PR #2688, opened 2021-11-11
Translations: Fix reading of Meta.ini

rueter37:
The Meta.ini file in the translations has never been read because of path not being complete. This PR fixes this.

### DIFF
--- a/src/translation.cpp
+++ b/src/translation.cpp
@@ -43,7 +43,7 @@
 #define TRFILE_RPG_RT_COMMON "rpg_rt.ldb.common.po"
 #define TRFILE_RPG_RT_BATTLE "rpg_rt.ldb.battle.po"
 #define TRFILE_RPG_RT_LMT    "rpg_rt.lmt.po"
-#define TRFILE_META_INI      "META.INI"
+#define TRFILE_META_INI      "meta.ini"
 
 // Message box commands to remove a message box or add one in place.
 // These commands are added by translators in the .po files to manipulate
@@ -98,10 +98,10 @@ void Translation::InitTranslations()
 			item.lang_dir = tr_name.second.name;
 			item.lang_name = tr_name.second.name;
 
-			// If there's a manifest file, read the language name and help text from that.
-			std::string meta_name = translation_root_fs.FindFile(item.lang_dir, TRFILE_META_INI);
-			if (!meta_name.empty()) {
-				lcf::INIReader ini(meta_name);
+			// If there's a manifest file, read the language name and help text from that
+			auto meta_file = translation_root_fs.OpenFile(item.lang_dir, TRFILE_META_INI);
+			if (meta_file) {
+				lcf::INIReader ini(meta_file);
 				item.lang_name = ini.GetString("Language", "Name", item.lang_name);
 				item.lang_desc = ini.GetString("Language", "Description", "");
 			}
--- a/src/filesystem.cpp
+++ b/src/filesystem.cpp
@@ -243,7 +243,7 @@ Filesystem_Stream::InputStream FilesystemView::OpenFile(StringView name, Span<St
 
 Filesystem_Stream::InputStream FilesystemView::OpenFile(StringView dir, StringView name, Span<StringView> exts) const {
 	assert(fs);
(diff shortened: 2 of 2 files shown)


Ghabry (commented):
Oh that code is not VFS aware. Must have missed it.
It will not work e.g. in zip archives.
Use OpenFile in translation_fs and type auto instead of string.
And in the if condition that stream (is false of it failed)

rueter37:
@Ghabry Can confirm that this doesn't work with zip archives. I tried out your proposal but it doesn't work for me (but maybe I'm missing something obvious).

rueter37:
@Ghabry Found a solution which should work now.

src/translation.cpp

···

§ PROBLEM TO SOLVE
Scanning the data above, copy out every line where "INIReader" is found.

§ ANSWER BOX
-				lcf::INIReader ini(meta_name);
+				lcf::INIReader ini(meta_file);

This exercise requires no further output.